→ **REQUIREMENT**:
Restate, word for word, the lines from the opening line of the data through the line containing "That means that", both included, and nothing else.

━━━━━━━━━━━━━━━━━━━━

PR #1401, opened 2023-08-15
Generalise all crypto in `rustls::SupportedCipherSuite` (part deux)

ctz:
The end goal of these PRs is that `rustls::SupportedCipherSuite` (and everything it contains) no longer references any types provided by *ring*, and can therefore be an extension point for people to provide their own crypto without taking a dependency on *ring*.

That means that rustls starts to provide abstractions for its use of hashing (in `rustls::crypto::hash`) building on the similar HMAC abstractions recently added in `rustls::crypto::hmac`. It grows an implementation of HKDF (which is a straightforward use of HMAC) instead of using the one from *ring*.

A later PR will move every direct caller of ring into `rustls::crypto::ring`, so this module can be compiled out. This PR almost gets there, but there are some stragglers for later cleanup.


ctz:
Apologies, I have missed 3 comments on https://github.com/rustls/rustls/pull/1398 -- working on those and then I will re-mark as ready for review.

rustls/src/crypto/ring/tls12.rs
```diff
@@ -165,34 +165,20 @@ impl Tls12AeadAlgorithm for GcmAlgorithm {
 
     #[cfg(feature = "secret_extraction")]
     fn extract_keys(&self, key: &[u8], iv: &[u8], explicit: &[u8]) -> ConnectionTrafficSecrets {
-        let salt = {
```
ctz: if people agree this is a reasonable thing to do, i can squash this into the earlier commits

djc: Seems reasonable. How about making it a function that does all three, taking three `const` arguments?

ctz: Well, some need two and others need three. but then trying to take the three version and discard one of the arguments breaks type inference (and I think fixing that would mean writing out all the lengths, which I'd like to avoid).

This is what I ended up with:

```
fn slices_to_arrays<const NK: usize, const NS: usize, const NI: usize>(
    k: &[u8],
    s: &[u8],
    i: &[u8],
) -> ([u8; NK], [u8; NS], [u8; NI]) {
    // these are guaranteed true because `ConnectionTrafficSecrets` items and
    // `key_len()` are in agreement.
    debug_assert_eq!(NK, k.len());
    debug_assert_eq!(NS, s.len());
    debug_assert_eq!(NI, i.len());
    (
        k.try_into().unwrap(),
        s.try_into().unwrap(),
        i.try_into().unwrap(),
    )
}
```

which works nicely in the 3-parameter case:

```
    fn extract_keys(&self, key: AeadKey, iv: Iv) -> ConnectionTrafficSecrets {
        let (key, salt, iv) = slices_to_arrays(key.as_ref(), &iv.0[..4], &iv.0[4..]);
        ConnectionTrafficSecrets::Aes256Gcm { key, salt, iv }
    }
```

but not for two:

```
    fn extract_keys(&self, key: AeadKey, iv: Iv) -> ConnectionTrafficSecrets {
        let (key, _, iv) = slices_to_arrays(key.as_ref(), &[], &iv.0);
        ConnectionTrafficSecrets::Chacha20Poly1305 { key, iv }
    }
```

ctz: Squashed!

rustls/src/tls13/mod.rs
```diff
@@ -199,6 +209,76 @@ impl MessageDecrypter for Tls13MessageDecrypter {
     }
 }
 
+struct RingAeadFactory(&'static ring::aead::Algorithm);
```
djc: The `Factory` naming seems unidiomatic to me. Maybe `RingAeadBuilder`? Feels like these should just be moved into a `ring` module directly so we can then ditch the prefix.

Ordering: `AeadChacha20Poly1305` (and co), then `RingAeadFactory`, then `Tls13MessageEncrypter` (and `Decrypter`)?

rustls/src/tls13/mod.rs
```diff
@@ -199,6 +209,76 @@ impl MessageDecrypter for Tls13MessageDecrypter {
...
+            iv,
+        })
+    }
+
+    fn key_len(&self) -> usize {
+        self.0.key_len()
+    }
+}
+
+struct AeadChacha20Poly1305(RingAeadFactory);
```
djc: Would suggest making `Aead` a suffix rather than a prefix for these type names.

This abstraction layering feels a bit odd. I think `RingAeadFactory` actually wants to be a trait with one method (the ring `Algorithm`) and three provided methods?

rustls/src/tls13/mod.rs
```diff
@@ -277,6 +290,29 @@ impl Tls13AeadAlgorithm for AeadAes256Gcm {
...
+
+    #[cfg(feature = "secret_extraction")]
+    fn extract_keys(&self, key: AeadKey, iv: Iv) -> ConnectionTrafficSecrets {
+        let (key, salt, iv) = slices_to_arrays(key.as_ref(), &iv.0[..4], &iv.0[4..]);
+        ConnectionTrafficSecrets::Aes256Gcm { key, salt, iv }
+    }
+}
+
+#[cfg(feature = "secret_extraction")]
+fn slice_to_array<const N: usize>(slice: &[u8]) -> [u8; N] {
```
djc: Ordering?

rustls/src/crypto/cipher.rs
```diff
@@ -1,11 +1,49 @@
...
+use crate::msgs::fragmenter::MAX_FRAGMENT_LEN;
+pub use crate::msgs::message::{BorrowedPlainMessage, OpaqueMessage, PlainMessage};
 
 /// Objects with this trait can decrypt TLS messages.
 pub trait MessageDecrypter: Send + Sync {
     /// Perform the decryption over the concerned TLS message.
     fn decrypt(&self, m: OpaqueMessage, seq: u64) -> Result<PlainMessage, Error>;
+
+    /// For TLS1.3 (only), checks the length msg.payload is valid and removes the padding.
+    fn tls13_check_length_and_unpad(&self, mut msg: OpaqueMessage) -> Result<PlainMessage, Error> {
```
djc, line 87: If we're going to make this public I think we should also expose `OpaqueMessage` and `PlainMessage` as part of the public API (as in, other than via `internals`), as opaque types.

Also, I don't love how this is attached to the `MessageDecrypter` while it doesn't actually use `self` anywhere. If we're going to expose `OpaqueMessage`, maybe this becomes a method on it?

rustls/src/crypto/cipher.rs
```diff
@@ -55,7 +93,11 @@ impl Iv {
     }
 }
 
-pub(crate) fn make_nonce(iv: &Iv, seq: u64) -> [u8; NONCE_LEN] {
+/// Combine an `Iv` and sequence number to produce a unique nonce.
```
djc, line 171: It feels like maybe `Nonce` should be a newtype wrapper like `Iv`.

rustls/tests/api.rs
```diff
@@ -3319,7 +3319,7 @@ mod test_quic {
 
     #[test]
     fn test_quic_handshake() {
-        fn equal_packet_keys(x: &quic::PacketKey, y: &quic::PacketKey) -> bool {
+        fn equal_packet_keys(x: &Box<dyn quic::PacketKey>, y: &Box<dyn quic::PacketKey>) -> bool {
```
djc, line 3322: Should probably call these with `&dyn` directly rather than requiring the `Box` wrapping?

rustls/src/quic.rs
```diff
@@ -483,38 +501,51 @@ impl Secrets {
...
-pub struct HeaderProtectionKey(aead::quic::HeaderProtectionKey);
-
-impl HeaderProtectionKey {
-    fn new(suite: &'static Tls13CipherSuite, secret: &hkdf::Prk, version: Version) -> Self {
-        let alg = match suite.common.bulk {
-            BulkAlgorithm::Aes128Gcm => &aead::quic::AES_128,
-            BulkAlgorithm::Aes256Gcm => &aead::quic::AES_256,
-            BulkAlgorithm::Chacha20Poly1305 => &aead::quic::CHACHA20,
-        };
+/// All AEADs we support have 16-byte tags.
```
djc, line 527: This seems like a big commit, would be nice to split it up, in particular I'd probably introduce the trait(s) and new code first and then move code around in a separate commit.

rustls/src/crypto/ring/tls13.rs
```diff
@@ -0,0 +1,224 @@
...
+        let mut payload = Vec::with_capacity(total_len);
+        payload.extend_from_slice(msg.payload);
+        msg.typ.encode(&mut payload);
+
+        let nonce = aead::Nonce::assume_unique_for_key(make_nonce(&self.iv, seq));
+        let aad = aead::Aad::from(make_tls13_aad(total_len));
+
+        self.enc_key
+            .seal_in_place_append_tag(nonce, aad, &mut payload)
+            .map_err(|_| Error::General("encrypt failed".to_string()))?;
```
cpu, line 93: I think this should be mapping to [`Error::EncryptError`](https://github.com/rustls/rustls/blob/6bdaf04e7af97821485da115b5436913fedea874/rustls/src/error.rs#L48-L50)?

rustls/src/crypto/ring/tls13.rs
```diff
@@ -0,0 +1,224 @@
...
+    fn encrypt(&self, msg: BorrowedPlainMessage, seq: u64) -> Result<OpaqueMessage, Error> {
+        let total_len = msg.payload.len() + 1 + self.enc_key.algorithm().tag_len();
+        let mut payload = Vec::with_capacity(total_len);
+        payload.extend_from_slice(msg.payload);
+        msg.typ.encode(&mut payload);
+
+        let nonce = aead::Nonce::assume_unique_for_key(make_nonce(&self.iv, seq));
+        let aad = aead::Aad::from(make_tls13_aad(total_len));
+
+        self.enc_key
```
cpu, line 91: editorial nit: match the whitespace in `decrypt`, e.g. no space between `nonce`/`aad` bindingsz and the `self` call.

Also seems like the `nonce` and `aad` bindings (both here and in `decrypt`) might be unnecessary and could be constructed inline? Do you think there's a readability advantage as-is?

rustls/src/crypto/ring/tls13.rs
```diff
@@ -0,0 +1,224 @@
...
+        self.tls13_check_length_and_unpad(msg)
+    }
+}
+
+struct RingAeadFactory(&'static ring::aead::Algorithm);
+
+impl RingAeadFactory {
+    fn encrypter(&self, key: AeadKey, iv: Iv) -> Box<dyn MessageEncrypter> {
+        Box::new(Tls13MessageEncrypter {
+            enc_key: aead::LessSafeKey::new(aead::UnboundKey::new(self.0, key.as_ref()).unwrap()),
```
cpu, line 128: same comment as in an earlier commit: perhaps worth a comment about the safety of `unwrap` w.r.t an externally enforced invariant?

rustls/src/tls12/mod.rs
```diff
@@ -169,6 +66,36 @@ impl fmt::Debug for Tls12CipherSuite {
...
+    fn extract_keys(&self, key: &[u8], iv: &[u8], explicit: &[u8]) -> ConnectionTrafficSecrets;
+}
+
+/// How a TLS1.2 `key_block` is partitioned.
+///
+/// nb. ciphersuites with non-zero `mac_key_length` not currently supported
+pub(crate) struct KeyBlockShape {
+    /// How long keys are.
+    ///
+    /// `enc_key_len` terminology is from the standard.
```
cpu: nit: maybe replace "the standard" with RFC 5246 A.6? 

Also being highly pedantic the RFC terminology uses `length` throughout instead of `len`, e.g. `enc_key_length` and `fixed_iv_length`.

rustls/src/crypto/ring/quic.rs
```diff
@@ -0,0 +1,430 @@
...
+}
+
+impl quic::HeaderProtectionKey for HeaderProtectionKey {
+    fn encrypt_in_place(
+        &self,
+        sample: &[u8],
+        first: &mut u8,
+        packet_number: &mut [u8],
+    ) -> Result<(), Error> {
+        self.xor_in_place(sample, first, packet_number, false)
```
cpu, line 84: this isn't specific to the crypto provider work, so feel free to punt, but it feels like a place where an `enum` could replace a `bool` to increase specificity and make it easier to distinguish what the call-sites intend without referencing the `xor_in_place` impl.

rustls/src/crypto/cipher.rs
```diff
@@ -3,11 +3,69 @@ use crate::error::{Error, PeerMisbehaved};
...
+    fn extract_keys(&self, key: &[u8], iv: &[u8], explicit: &[u8]) -> ConnectionTrafficSecrets;
+}
+
+/// How a TLS1.2 `key_block` is partitioned.
+///
+/// nb. ciphersuites with non-zero `mac_key_length` not currently supported
+pub struct KeyBlockShape {
+    /// How long keys are.
+    ///
+    /// `enc_key_len` terminology is from the standard.
```
cpu, line 65: similar comment as earlier: replace "from the standard" with a more concrete pointer to rfc5246 A.6.

rustls/src/crypto/cipher.rs
```diff
@@ -47,8 +105,9 @@ fn unpad_tls13(v: &mut Vec<u8>) -> ContentType {
 }
 
 /// Objects with this trait can encrypt TLS messages.
-pub(crate) trait MessageEncrypter: Send + Sync {
-    fn encrypt(&self, m: BorrowedPlainMessage, seq: u64) -> Result<OpaqueMessage, Error>;
+pub trait MessageEncrypter: Send + Sync {
+    /// Encrypt the message `msg`.
```
cpu, line 125: Should this docstring mention the `seq` arg or do you think it's contextual enough to understand as-is?

rustls/src/tls12/mod.rs
```diff
@@ -29,7 +29,9 @@ pub struct Tls12CipherSuite {
     /// How to sign messages for authentication.
     pub sign: &'static [SignatureScheme],
 
-    pub(crate) aead_alg: &'static dyn Tls12AeadAlgorithm,
+    /// Producing a suitable `MessageDecrypter` or `MessageEncrypter`
+    /// from the raw keys.
```
cpu, line 33: nit: maybe match the pattern used by the other docstrings and say "How to produce a ... "

rustls/src/tls13/mod.rs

━━━━━━━━━━━━━━━━━━━━

→ **ANSWER TO THIS EXERCISE**:
PR #1401, opened 2023-08-15
Generalise all crypto in `rustls::SupportedCipherSuite` (part deux)

ctz:
The end goal of these PRs is that `rustls::SupportedCipherSuite` (and everything it contains) no longer references any types provided by *ring*, and can therefore be an extension point for people to provide their own crypto without taking a dependency on *ring*.

That means that rustls starts to provide abstractions for its use of hashing (in `rustls::crypto::hash`) building on the similar HMAC abstractions recently added in `rustls::crypto::hmac`. It grows an implementation of HKDF (which is a straightforward use of HMAC) instead of using the one from *ring*.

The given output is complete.